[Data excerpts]
────────────────────

PR #7572, opened 2024-06-01
fix: Use integer for variant and category ranks

sradevski:


sradevski:
@olivermrbl here's a fix :)

olivermrbl (approved):
ah ofc, thanks! don't know why I didn't catch this 😅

────────────────────

#### What you are asked to do:
From the entries above, collect every line with the string "olivermrbl" in it.

#### Written answer:
@olivermrbl here's a fix :)
olivermrbl (approved):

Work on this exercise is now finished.